Please understand, this post is currently just a series of notes to myself, and I feel and learn my way through neural network programming. It is not a stand alone tutorial. In the future I may write a tutorial series to explain in clear, and simple terms, how to create neural networks.
I am finding much of the information online just isn’t clear enough for total beginners so I am taking notes of my journey with the intention of, in the future, to produce a very clear series of tutorials to held total beginners begin on this exciting computer science path.
Standard data sets are a great way to learn about
This post is a series of experiments that I’ve done to learn about LSTM networks. The ultimate goal is to get a good prediction result with the MINST dataset using an LSTM created in Keras with a Tensorflow backend.
Note: for early experiments I am using a truncated version of the MINST database, only 100 records, to speed up processing. When I finally have a good model that works, I’ll try the whole data set on it.
Experiment 1
# James implementation of minst database
# import required to process csv files with pandas
import pandas as pd
# for array manipulation
import numpy as np
# for normalizing the data
from sklearn.preprocessing import MinMaxScaler
# allows onehotencoding
from sklearn.preprocessing import OneHotEncoder
# read the training csv file
mnist_training_data = pd.read_csv(r'C:\Users\james\Anaconda3JamesData\mnist_train_100.csv', header=None)
# each row of data consists of
# the first element [0]: is the label of the actual number
# the following 784 element [1:785]: is the actual number originally respresented as a 28 x28 pixel grid
# we want to create training data, and label data for our LSTM to train from
mnist_training_data_values = mnist_training_data.iloc[:, 1:785].values
mnist_training_data_labels = mnist_training_data.iloc[:, 0].values
# print("mnist_training_data_values shape:", mnist_training_data_values.shape)

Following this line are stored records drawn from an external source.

PR #137, opened 2019-03-11
Merge internal checkstyle rules

simonbowring:
In preparation for hosting a common checkstyle config for all projects, this PR uses the existing bugsnag-java checkstyle config as a base and merges in additional rules used for internal projects.

The only existing rule that has been explicitly modified is upping the max line length from 100 to 120.


bugsnag-spring/src/test/java/com/bugsnag/SpringMvcTest.java
```diff
@@ -202,6 +202,7 @@ public void beforeNotify(Report report) {
         } finally {
             // Remove the callback via reflection so that subsequent tests do not use it
             Field callbacksField = Configuration.class.getDeclaredField("callbacks");
+            callbacksField.setAccessible(true);
```
fractalwrench: Why is this change necessary?

bugsnag/src/main/java/com/bugsnag/Configuration.java
```diff
@@ -30,21 +30,21 @@
     private static final String HEADER_API_KEY = "Bugsnag-Api-Key";
     private static final String HEADER_BUGSNAG_SENT_AT = "Bugsnag-Sent-At";
 
-    public String apiKey;
-    public String appType;
-    public String appVersion;
-    public Delivery delivery = new AsyncHttpDelivery(SyncHttpDelivery.DEFAULT_NOTIFY_ENDPOINT);
-    public Delivery sessionDelivery =
+    private String apiKey;
```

# print("mnist_training_data_labels:", mnist_training_data_labels.shape)
# print (mnist_training_data_labels)
# we will normalize the training data & onehotencode the outputs
# normalise the training data
scaler = MinMaxScaler(feature_range = (0.0, 1.0))
mnist_training_data_values = scaler.fit_transform(mnist_training_data_values.astype('float64'))
# onehotencode the output values (the mnist_training_data_labels)
# Onehotencoding expects a 2D array and our label data is
mnist_training_data_labels = mnist_training_data_labels.reshape (100,1)
# print (mnist_training_data_labels)
encoder = OneHotEncoder(sparse=False, categories='auto')
# One hot Encode the data
mnist_training_data_labels = encoder.fit_transform(mnist_training_data_labels)
# print (mnist_training_data_labels)
# print (mnist_training_data_labels.shape)
# reshape mnist_training_data_values into 3d array
mnist_training_data_values = mnist_training_data_values.reshape(100, 784, 1)
print("mnist_training_data_values shape:", mnist_training_data_values.shape)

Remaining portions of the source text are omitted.